At first they wouldn’t let me see her. I begged and pleaded. They told me it was for my protection. Finally they let me see her one day.

I went to her. She was so old, so frail. I touched her face. I wasn’t supposed to but I don’t give a damn. She is beautiful and should be touched. That damn kid I told her. She grabbed my hand. It took some effort but she said to me “Don’t be angry with the children. They have God in them.” I began to cry.
“Don’t leave me.” I begged her. “Stay with me and show me another way.”
She had a tear run down her cheek. “I don’t think there is this time.”

And they couldn’t take me out of that room with a hundred men trying.

One day we saw on the news that Italy had been quarantined. The news footage showed neighbors singing together from their balconies. First in that country, then in France, Spain, Germany and then in America. She turned her head to me. “The world learned to sing again.” She said.
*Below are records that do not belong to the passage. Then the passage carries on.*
PR #362, opened 2022-10-25
Prerender API

natemoo-re:
- Start Date: 2022-10-25
- Status: [Experimental PR](https://github.com/withastro/astro/pull/5297)

## Summary

- Users should be able to deploy an Astro server without sacrificing the speed or cacheability of static HTML.
- The Prerender API (previously "Hybrid Output") allows users to statically prerender specific `pages/` at build time.
- The API surface is relatively small: include `export const prerender = true` in any file in the `pages/` directory that should be prerendered

## Links

- [Full Rendered Proposal](https://github.com/withastro/rfcs/blob/hybrid-output/proposals/0000-prerender-api.md)


proposals/0000-hybrid-output.md
```diff
@@ -0,0 +1,133 @@
...
+
+## Adapter Support
+
+An adapter will be required when building for `hybrid` output, because we will be building a server with some statically generated routes. Adapters will need to be updated to handle `hybrid` output.
+
+# Testing strategy
+
+This implementation will largely be tested with full fixture-based integration tests, because we will need to verify the build output is structured correctly, which will be difficult to do with unit tests.
+
+The Babel plugin that detects `export const output` will be unit tested against all valid `export` formats outlined above.
```
matthewp, line 86: Will it be tested against the _invalid_ formats too?

proposals/0000-hybrid-output.md
```diff
@@ -0,0 +1,133 @@
...
+```
+
+## Internal API
+
+Astro needs to detect/understand the `export const output` syntax. This should be implemented as a specific post-processing Babel plugin. The plugin will detect the existence of valid ESM exports of `output` (`export const output`, `export let output`, `export var output`, `export { output }`, etc) and attach the statically detected `output` value to the module metadata under the `astro` namespace. This will allow us to track the `output` mode of any public route.
+
+> **Note**
+> Astro Routes include `.astro` pages, but also API endpoints (`src/pages/api/user.ts`)! It's important that this RFC handles both of these constraints in a uniform way, hence the use of a post-processing Babel plugin rather than implementing this feature in `@astrojs/compiler`.
+
+The **build** API needs to be updated to handle the new `'hybrid'` output mode. Implementation-wise, this will be similar to the existing `'server'` implementation, but it will also adopt portions of the `'static'` build to statically generate any routes that are not handled at request time.
```
matthewp, line 74: It would be good to have a little more detail on implementation here. It's a little unclear to me how this will be broken apart in the build (although I have no doubt that it can be).

proposals/0000-hybrid-output.md
natemoo-re: Yep, updated!

proposals/0000-hybrid-output.md
natemoo-re: Agreed, MVP is still in progress, but I'm hoping to flesh out this section a lot more in the coming days.

proposals/0000-hybrid-output.md
```diff
@@ -0,0 +1,139 @@
...
+import { defineConfig } from 'astro/config'
+import node from '@astrojs/node'
+
+export default defineConfig({
+  output: 'hybrid',
+  adapter: node()
+})
+```
+
+For individual routes, `'static'` will be the default. To opt-in to `'server'` output, users may `export const output: 'static' | 'server'`.
```
matthewp, line 23: Are we sure that this is the right default? If this turns out to be wrong then it's going to be hard to fix later.

tony-sull:
I'm wondering how this will work for dynamic routes like `[slug].astro` or `[...path].astro`, would `getStaticPaths()` work to build static pages for a subset of matching routes?

proposals/0000-hybrid-output.md
```diff
@@ -0,0 +1,139 @@
...
+# Example
+
+This RFC proposes a new, opt-in `output` mode named `'hybrid'`.
+
+```js
+import { defineConfig } from 'astro/config'
+import node from '@astrojs/node'
+
+export default defineConfig({
+  output: 'hybrid',
```
tony-sull, line 18: Could we actually leverage this as the default value?  So `output: "server"` will build all pages for SSR - individual pages can opt-out with `export const output = "static"`

proposals/0000-hybrid-output.md
```diff
@@ -0,0 +1,139 @@
...
+  adapter: node()
+})
+```
+
+For individual routes, `'static'` will be the default. To opt-in to `'server'` output, users may `export const output: 'static' | 'server'`.
+
+```astro
+---
+export const output = 'server'
```
tony-sull, line 27: will it be possible for our language tools to give type checking and auto-complete as an `export const`?

proposals/0000-hybrid-output.md
```diff
@@ -0,0 +1,139 @@
...
+
+# Adoption strategy
+
+- Adoption will be entirely opt-in by setting `output: 'hybrid'` in your `astro.config.mjs` file.
+- This is not a breaking change, it is new behavior
+- Third-party adapters will need to coordinate changes to support `hybrid` output, but for the most part the logic will be very similar to the existing `server` output.
+
+# Unresolved questions
+
+- Should API Endpoints default to `output = "server"`? This seems more ergonomic than manually opting every API Endpoint into `'server'` output...
```
tony-sull, line 139: RSS may be the example where `output = "static"` still makes sense for the default in an API endpoint

proposals/0000-hybrid-output.md
```diff
@@ -0,0 +1,139 @@
...
+The Vite plugin that detects `export const output` will be unit tested against all valid `export` formats outlined above, as well as invalid dynamic exports.
+
+# Drawbacks
+
+- A new output mode will increase the complexity and maintenance costs of our `build` and `adapter` implementations.
+- The `export const output` syntax is JS-like, but since it requires static analysis, it does not support the full dynamicism of JS that users might expect. Clear errors will help ease this problem.
+- Having a separate mode for `hybrid` increases cognitive overhead and the learning curve of Astro.
+- `hybrid` output should arguably be the default `output` mode (similar to Next.js), but to avoid a breaking change we're going with an opt-in adoption approach
+
+# Alternatives
```
stramel, line 95: For another alternative, has any thought been given to using the filename to indicate the output? (ie. `.server.astro`)

tony-sull, line 95: Might be nice to add cache headers as an alternative here, even if just to show how many hoops have to be jumped through to properly handle caching in a CDN via headers, it's not the easiest balancing act 😅

panwauu:
**Maybe** we should keep in mind to allow the syntax to support other future modes (other than `static` or `server`). 
These are just some thoughts. Of course, we should go for the easiest solution that provides the needed flexibility.

I have seen some interest (myself included) in ISR. This is currently mostly solved with cache headers, which can be painful IMHO.  ISR would require an option to set the rebuild cycle. This would not really be compatible with the current proposal. One way with the current proposal would be to encode the cycle in the string. This would require parsing and make the typing more complex. It does not seem clean at all.
```astro
---
export const output = 'isr-1000' // `isr-{cycleInMs}`
---
```
Or we could add the cycle as an option to add per file. Which would add another option only for ISR.
```astro
---
export const output = 'isr'
Astro.response.isrCycle = 1000
---
```

proposals/0000-hybrid-output.md
panwauu: Could Astro be always `hybrid`? Such that the `output` option in the `astro.config` file sets the default output for each file and the default mode can be overridden by exporting the `output` from the frontmatter. 🤔

- This would be the most flexible approach imho and also would be quite logical and reducing the learning curve. 

- I am totally unclear how the output would look like and how we would handle adapters as we always need an ssr-adapter to do anything on the server. E.g. we would always export a directory with `client` and `server` folders, which is weird if there is no ssr happening.

proposals/0000-hybrid-output.md
panwauu: I completely agree that Astro should just always be hybrid!
In `astro.config` the `output` option could be renamed to `defaultOutput` to set the default for the hybrid mode. The default mode can be overridden by exporting the `output` from the frontmatter. 🤔

This would be the most flexible approach imho and also would be super logical and not change the learning curve.

- I am totally unclear how the output would look like and how we would handle adapters as we always need an ssr-adapter to do anything on the server. E.g. we would always export a directory with client and server folders, which is weird if there is no ssr happening.
- I understand that this would mean a breaking change, but still worth a though.

matthewp:
As from the call, I think we have multiple concepts we are grouping under `output` but are actually 2 or 3 different things.

- `output` is how Astro builds the site.
  - `static` build to HTML
  - `server` build to JS that can be run on a server.

Then there's this other thing called `edge` which supposedly builds for an edge function. But an edge function is a `server` too. The difference between the two is more cultural than real.

imo, when you specify `edge` vs. `server` that's really a signal to the adapter (or to multiple adapters).

So in my mind we have two concepts, one is a signal to Astro and one is a signal to adapters. We could call this other thing `mode` or `target` or `runtime` or `layer` or something else. But I think this other thing is configuration that needs to be set in each route.

proposals/0000-hybrid-output.md
```diff
@@ -0,0 +1,139 @@
...
+- Reference Issues: TODO
+- Implementation PR: <!-- leave empty -->
+
+# Summary
+
+Currently, Astro's [`output`](https://docs.astro.build/en/reference/configuration-reference/#output) enables developers to switch between `'static'` (default) and `'server'` outputs. One of our most requested features is to enable route-level control of `output` so that some routes can be server-rendered while others are statically generated.
+
+# Example
+
+This RFC proposes a new, opt-in `output` mode named `'hybrid'`.
```
FredKSchott, line 11:
```
output: 'hybrid'
```

I'd strongly push for this to remain a feature of output: 'server'. Basically, that we don't introduce a new third mode but instead add this new `export const output` support to anyone with `output: 'server'` enabled, that will let you prerender pages. 

Conceptually, this makes more sense to me. I'd always seen `server` vs. `static` more as a boolean: "does this build output include a server or not?" There are huge differences between the two that we need to build for and that you need to account for as a user deploying your site. But, this feature doesn't really change that story.

As both an implementation and a user experience, I think this makes more sense as a feature of `output: server` vs. a thing that is different from it. As I understand the RFC, the `hybrid` build output and deploy story are both is identical to `server`.

FredKSchott: Implementation-wise, there are a lot of reasons to consider shipping `export const output` support as a feature of `output: 'server'`:

**DX (Defaults):** By making this an opt-in story for `output: 'server'`, you solve for all of the drawbacks and complexities in this RFC related to default behavior concerns and migration strategy. I think this is a deeply tricky part of the current RFC that doesn't have a good answer, since "hybrid" doesn't tell you the user's default intention as much as "static" and "server" do. Because of that, some group of users will always be unhappy with the "hybrid" defaults not being what they expected.

**DX (API Simplicity):** Introducing a third mode requires more documentation and will lead to more user questions. When do I want to use hybrid mode? How does X work in hybrid mode? How does Y work in hybrid mode? I'm having problem Z, does switching to hybrid mode solve that?

**Maintenance:** I think its fair to say that having to support two different top-level "modes" is one of our biggest maintenance overheads today. Ex: Anytime we ship a new feature, we need to 2x our testing to make sure it works consistently across "static" and "server". Anytime a user reports a bug, we need to make sure we know the `output` mode in case the behavior changes across modes, etc. Adding a third top-level option to support this single `export const output` feature would increase this complexity.

proposals/0000-hybrid-output.md
```diff
@@ -0,0 +1,139 @@
...
+> **Note**
+> Astro Routes include `.astro` pages, but also API endpoints (`src/pages/api/user.ts`)! It's important that this RFC handles both of these constraints in a uniform way, hence the use of a post-processing Vite plugin rather than implementing this feature in `@astrojs/compiler`.
+
+The **build** API needs to be updated to handle the new `'hybrid'` output mode. Implementation-wise, this will be similar to the existing `'server'` implementation, but it will also adopt portions of the `'static'` build to statically generate any routes that are not handled at request time.
+
+The **dev** server must be updated to allow `searchParams` and other features which are currently only avaliable with `server` rendering to be allowed on a per-route basis.
+
+## Adapter Support
+
+An adapter will be required when building for `hybrid` output, because we will be building a server with some statically generated routes. Adapters will need to be updated to handle `hybrid` output.
```
tony-sull, line 80: Will adapters be expected to do anything differently for `static` routes, or the adapter only be envolved in the SSR routes?

proposals/0000-hybrid-output.md
```diff
@@ -0,0 +1,139 @@
...
+
+The eventual solution should enable granular control over `output` on a per-route basis. Since Astro defaults to `'static'` output, this should remain the default in the eventual solution as well.
+
+# Detailed design
+
+## Public API
+
+There are two public API surfaces to this RFC:
+
+- Updating the `astro.config.mjs` to accept a new `output` value, `'hybrid'`. The existing values of `'static' | 'server'` would remain supported. A value of `'hybrid'` will enabled detection for the following feature:
```
tony-sull, line 49: I'm still not totally sold on whether we need a build-level solution here or if cache headers will cover most use cases

Cache headers are really tricky to deal with, especially when if I'm living in an SSG world most days.  I could see a nice first step here being a nicer API for setting cache headers that adds better DX with hints on the different cache header options

```js
Astro.cookies.cache({ duration: '1 year', public: true, httpOnly: true })`
```

Not sure exactly what the final API would need to be, but in this idea our type definitions could help explain when the `public` or `httpOnly` flags should be used.  We kept the `"1 year"` shorthand out of the `Astro.cookies` API to start with, this might be a good time to pull that in 🤔 

**Pros**

- no build or adapters changes needed
- `static` and `server` work as-is today
- we could add a proper hybrid mode as a follow-up if caching doesn't cut it for enough users, the `Astro.cookies.cache` helper would still be handy

**Cons**
- still has the first request performance hit, this dodges the true hybrid use case
- improving the DX of cache headers may be a lost cause...

proposals/0000-hybrid-output.md
```diff
@@ -0,0 +1,139 @@
...
+
+```astro
+---
+// Valid – constant string literal
+export const output = 'server'
+// Invalid – cannot be determined at compile-time
+export const output = static ? 'static' : 'server';
+export const output = value;
+export const output = 'ser' + 'ver';
+export let output = undefined; output = 'server';
```
matthewp, line 63: I would assume this is not allowed either: `export let output = 'server'`. Allowing let/var means someone might try to mutate it. Since that's harder to restrict I think it makes sense to require the user of `const`.

proposals/0000-hybrid-output.md
jacobwgillespie: > I'm still not totally sold on whether we need a build-level solution here or if cache headers will cover most use cases

My use-case for a build-level solution is to pre-build certain resources and then omit the dependencies necessary to build those resources from the production server. For instance, I generate some social images by rendering them using Puppeteer, but don't want to ship that dependency or the large browser it requires to prod. Having a way to generate those routes at build-time and then omit unused dependencies would be ideal.

(this applies to large dependencies, but also dependencies that are Node-only if I'm deploying to a non-Node server runtime)

kyr0:
Hi all, 

I just wanted to share with you, that my recent learning was that having SSR and SSG pages split by folders might also be an idea worth thinking about (instead of having them split per route with a new mode). It feels quite nice from the DX point of view.

I spiked this in a different way tho... with the current version 1.6.2, having different projects combined in one deployment; of course: Different projects aren't optimal and I had to come up with some solutions behind the scenes to get it working smoothly, but it does...; 

My learning was that it feels quite clear, intuitive and nice to have SSR and SSG clearly split "at first sight". It also helps to understand separating the concerns and could lead to less boilerplate when the developer doesn't need to specify the type of execution per route. 

If you wanna play with this:

Here is the impl: https://github.com/kyr0/turbo-hybrid-astro-on-vercel#welcome-to-turbo-hybrid-astro-on-vercel
Tech demo / live: https://turbo-hybrid-astro-on-vercel.vercel.app/ (pls scroll down and click on the cards, they lead you to the different pages. It is all deployed on the same Vercel deployment and works seamlessly in dev and build)

I also explained my spike results/learnings here:
https://github.com/kyr0/turbo-hybrid-astro-on-vercel#spike-result

natemoo-re:
Thanks for all the feedback, everyone! I am going to update this RFC to take all of it into account and we'll be chatting about this again in a more focused RFC-specific call this week.

For a quick summary of the expected changes:
- Adding an additional `hybrid` output is unnecessary complexity for many reasons (mentioned above)
- This RFC will shift focus to enabling `static` pre-rendering when using `output: 'server'`. 
  - The default will be `'server'` unless otherwise specified.
  - Dependencies for static routes will _not_ be bundled in with the final server.
- There are still some open questions about how adapters should handle statically generated pages
- Per @kyr0's explorations, there's clearly some interest in configuring entire directories at once. I don't want to increase the scope of this RFC any more, but I think we could address this with a follow-up RFC.

proposals/0000-hybrid-output.md
natemoo-re: Open question, but my thinking is that adapters could safely ignore statically pre-rendered routes? They're essentially just `.html` files treated as assets.

proposals/0000-hybrid-output.md
natemoo-re: Thanks @jacobwgillespie! I think that use case makes a very compelling argument for _not_ doing this solely through cache headers, though we definitely have discussed that as another API that would be generally useful.

proposals/0000-hybrid-output.md
natemoo-re: That seems fair!

proposals/0000-hybrid-output.md
natemoo-re: Yes, this is the direction we're taking in the latest version!

proposals/0000-hybrid-output.md
natemoo-re: Probably possible! Can add a note about this.

proposals/0000-hybrid-output.md
natemoo-re: Added some comments about this in the `alternatives` section.

tony-sull:
@natemoo-re one question I hadn't thought about until this morning, how will this work for integrations or components that either work differently in `static` vs `server` mode, or only support one build mode?  Will an integration/component be able to tell what context it for a specific page being rendered?

Two examples that came to mind for me:

- `@astrojs/image` sets up the build a bit differently for `static` vs `server` and renders `src` differently depending on the output target
- not sure if this is still the case, but at one point `astro-icon` didn't support SSR and was best used for SSG sites

natemoo-re:
@tony-sull Hopefully this is outlined better in the updated RFC, but since this mode is now being treated the same as `server`, adapters will likely just work the same as before. If there is some post-processing that needs to happen on the `.html` files, those will be present in the manifest.

FredKSchott:
@tony-sull image will be an interesting one to think through, but I think `server` mode would still work as-is even for prerendered pages (worth confirming though).

smithbm2316:
I really am a huge fan of this proposal and think that either Alternative option F or @kyr0's proposal would be the options that I favor the most for this feature.

I have no idea how complicated the implementation internally would be for either of these, but I particularly like the idea of alternative F that allows you to name a file with a `.server.astro` or `.static.astro`, similar to how Remix does that. I think it makes it immediately clear what the rendering strategy is for that file and makes it hard to be confused about it, unlike situations that I could see arising with `export const output = 'static'` where you no longer are able to use that variable name in your JS/TS for the file. It might not be immediately obvious to beginners that the variable there does anything special and could be a tripping up point. 

Alternative C I think is also a decent option because then you're only ever using 1 specific named value in the Astro template, and you can extend that object with as many per-page options down the line with no breaking changes required. Feels like a better version of the current proposal with none of the future potential downsides.

Next.js 13 beta recently added quite a few new named variable exports in their files for configuring caching that I just am not a fan of, as I think that for beginners it's gonna be really hard to discover that those values mean something specific. It's nice if you know how it works because it's terse and quick to write, but I think it just is really hard to google/search for answers to if you're a beginner. If there's gonna be a named export that means something, I usually think using an object or function (like `loader`/`action` functions or `meta`/`links` objects in Remix) for it makes it more clear that those might be specific meta-framework features and not just something that a developer has created themselves (hence why i'd prefer alternative C if using a named export variable).

Looking forward to see how this RFC develops!

proposals/0000-hybrid-output.md
Princesseuh: Confirming that it's possible! We'll have to either provide a type for it, or fake completions / diagnostics (like NextJS does)

proposals/0000-hybrid-output.md
natemoo-re: Updated the RFC to address this question. Adapters don't need to do anything differently, the generated assets will be included in the asset manifest and should be picked up automatically.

They left us together. A nurse brought our food to us, but I wasn’t allowed to leave. I watched as her breathes came worse and worse. They told me they didn’t have a ventilator for her. She began to fade finally. I sat in the corner as the doctor’s worked and worked. They couldn’t do it. She’s gone. My universe ended today, three hours ago.

 

 

I finish my story. I look up. The nurse’s hands are shaking.
“Why did you tell me that story?” She asks as she sobs.
“Because I needed someone to hear our story, her story. We have no children. All of our friends are gone or forgetful. But our story is worth something. It is the same story a million times with a million people. She died so the world could learn how to sing again. I don’t want us to forget how to again. But I am just a silly old man and my heart is breaking.”

She slumps against the wall and takes her mask off. I was right she is young.
“I’m sorry.” She says finally.
“You can smoke now.” I say as I turn to leave. I walk back to my room. And begin to pack. The news plays and I see a man with a violin. He plays a song that is sad. I hear machine alarms go off nearby and hastened footsteps.

The world sings on the television, but it isn’t for me and I am alone.